ゆきまる

かもめ食堂のゆきまるのレビュー・感想・評価

かもめ食堂(2005年製作の映画)
4.1
好きな映画。テーマは「寂しさ」

主演女優、片桐はいりの著書「私のマトカ」に惹かれてこの作品を鑑賞&フィンランド旅行をした。
このエッセイは、主にフィンランドでのかもめ食堂の撮影中の出来事をつづっているのだが、その中に
「タンペレ(フィンランドの都市)は寂しさを煮詰めたような場所」という一文があり、これがフィンランドという国の雰囲気を見事に言い得ている。フィンランドの美しく、静かな佇まいがストーリーの趣旨と映像にうまく取り入れられていて、観ていて深い感動があった。

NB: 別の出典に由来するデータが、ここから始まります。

PR #5875, opened 2015-09-02
Conditional buy gem modal

AnitaYCheng:
- Customizes buy-gems modal that originates from the header menu, depending on the subscription status of the user.
- For non-subscriber, modal provides 3 methods of buying gems: by purchasing, subscribing to buy gems with gold, or suggestions about contributing or winning challenges.
- Produces a shortcut to buy gems with gold for subscribers under their conversion cap.
- If subscriber has exceeded their gold-to-gem conversion cap, modal provides shortcut to purchase gems.
- Cleans up wording for subscription mixin.
- Uses branded payment buttons if available.


website/public/css/shared.styl
```diff
@@ -10,11 +10,44 @@
     th.feature-name
       text-align center
       font-weight: bold
+
 .dashed-underline
   border-bottom:1px dashed #000
   text-decoration:none
   cursor pointer
 
+.form-inline .form-control
```
crookedneighbor: We should be cautious about overriding bootstrap defaults.

website/views/shared/modals/buy-gems.jade
```diff
@@ -1,30 +1,76 @@
...
+          
+            div(ng-include="'partials/options.settings.subscription.html'")
+
+          .container-fluid
+            h3=env.t('freeGemsTitle')
+            p!=env.t('subFreeGemsHow')
 
   .modal-footer
     button.btn.btn-default(ng-click='$close()')=env.t('cancel')
+
```
crookedneighbor: Why the extra new line here?

AnitaYCheng: Oof not sure! Probably an error in copy-pasting!

website/public/css/shared.styl
AnitaYCheng: I agree. Should I add an extra class to the markup?

AnitaYCheng: Oh, I also found a missing colon with line 17 that I'll change.

AnitaYCheng:
I've added specificity to the forms class involved, and removed the extra line.

AnitaYCheng:
Thanks for the suggestions @crookedneighbor, I've added specificity to the forms class involved, and removed the extra line.

Alys:
Some feedback:

For a non-subscriber, the "Obtain Gems for Free" section is at the bottom of the modal, and that means it's beneath the fold for a small screen,

Alys:
Some feedback:

For a non-subscriber, the "Obtain Gems for Free" section is at the bottom of the modal, and that means it's beneath the fold for a small screen (my laptop, tablets probably). This is what I see if I don't scroll down:
screen shot 2015-10-04 at 6 55 45 am

Even an impatient user with a large screen might not notice the "Obtain Gems for Free" section. If we moved it up to between "Purchase Gems" and "Become a Subscriber", then it would help to reduce the endless stream of questions like "how do I get gems without money" and it would give a larger separate between the two purchase options, further reducing the chance of people clicking on the wrong button.

It is common to see new subscribers ask why they didn't get gems because they think that getting gems immediately is part of the subscription benefits. Occasionally they even lodge a PayPal dispute against their subscription payment because of this. Can we add words to explain that you do not get gems immediately, without it sounding like a negative thing? @lemoness ?

When a subscriber clicks on the gem in the header, they see only the option to buy gems with gold. I would really it if they also saw their subscription summary and cancel button, as they can now on the production site. If they've used the gem button to create their subscription, they might not know about the Settings -> Subscription page. We sometimes get PayPal disputes because people can't work out how to cancel a subscription, so keeping it as obvious as possible will prevent that problem getting worse. I think it also wouldn't hurt to show the "Obtain Gems for Free" section because if they've seen the links there before, that might be where they go when they want to find them again.

[EDIT: Ignore this bit. The subscription had already been cancelled in the account I was looking at.]  _When a subscriber goes to Settings -> Subscription, they no longer see the cancel button. It must be there._

Alys:
Sorry, ignore this part:
"When a subscriber goes to Settings -> Subscription, they no longer see the cancel button. It must be there."
I was using an account that had a cancelled subscription.

patriq:
Wait can you get gems for free?

Alys:
Sorry, ignore this part:
"When a subscriber goes to Settings -> Subscription, they no longer see the cancel button. It must be there."
I was using an account that had a cancelled subscription.

I guess that means that for a stupid user, the screen doesn't indicate clearly enough that the subscription has already been cancelled. ;)  Can we change "Subscription will become inactive on 01/10/2016" to "Your subscription has been cancelled and will become inactive on 01/10/2016"?

Or maybe leave those words as they are now, but have the extra words "already cancelled" at the start on a red background so that they look something like like the cancellation button. That would help anyone who's looking for the cancellation button if they'd forgotten that they'd already cancelled. When we advise users about how to cancel, we tell them to look for the red button, and users do forget about actions they've already taken. If they're in a period of severe financial stress, they might be too stressed to read words and will just be looking for visual clues.

Can the "Resubscribe" heading be moved to above the subscription options? See the orange arrow:
screen shot 2015-10-04 at 7 14 51 am

Alys:
@PatriqDesigns Only from challenges and by contributing to Habitica. For more information, please go to Help -> Ask a Question at the habitica.com website rather than asking here. This conversation is specifically about changing the appearance of the subscription screens.

Alys:
This bit is good. ;)

screen shot 2015-10-04 at 7 31 14 am

paglias:
@AnitaYCheng one thing I noticed is that when you're subscribed it looks like there isn't anymore an option to buy gems directly (20 gems for 5$)

lemoness:
Re: the "no gems immediately" explanation - what if instead, after you
subscribed, it triggered a popupthat contained a thank-you message and some
information, like how to buy gems and how to get mystic hourglasses? I
think it might help subscription churn in addition to reducing questions.

Alys:
@lemoness  I like that idea a lot! Can it have a big, obvious "How to Get your Gems" heading with a gem image next to it, to really draw the user's attention?

Should it mentioned using Fix Character Values to give yourself gold, to help reduce anger in those who were expecting gems immediately?

lemoness:
I think both of those are great ideas!

Possible tex (feedback welcome)t:

 Thank You For Subscribing!

[img: three subscriber boxes]

 You're the best! As a subscriber, you're helping Habitica stay strong. To
show our gratitude, you will receive:
- Unique subscriber equipment for each month you subscribe
- The ability to buy gems with gold
- Double your daily drop cap
  
  Plus, for every 3 consecutive months that you subscribe, you will earn a
  Mystic Hourglass, which unlocks exclusive items from the [Time Travelers](link).
  
  How to Get Your Gems [img: three gems]
- Go to the [Market](Inventory > Market)
- Scroll to the bottom
- Click the gem to buy gems with 20 gold each!

The longer you stay a subscriber, the more gems you can buy each month.
Want all your gems at once? Just go to Settings > Site > Fix Character
Values and give yourself as much gold as you need to buy all your gems.

Thanks again for subscribing!

crookedneighbor:
@AnitaYCheng Closing this now, but feel free to re-open it once the merge conflicts are sorted out and you're ready for it to be reviewed.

かもめ食堂の登場人物は、どこかみんな寂しげ。寄る辺なさと諦観のもと淡々と生きる彼らが、かもめ食堂を通じて、ゆるやかにつながっていくという話。淡々とした会話劇と、無駄な演出の無さが登場人物のキャラクターを引き立て、リアリティを形成しつつ、ファンタジー要素も絶妙なバランスで配合しているのが巧い。

marimekkoにArabia にittalaー登場人物たちのファッションや、食器などのインテリア雑貨にも、自然と目を奪われ、見ていて楽しい。

エンディングに、井上陽水のcrazy love をもってきたところも最後にして大胆なチョイスでありながら、不思議と作品にマッチしていて、あまりのセンスの高さに唸らされてしまった。シンプルで完成度の高い作品。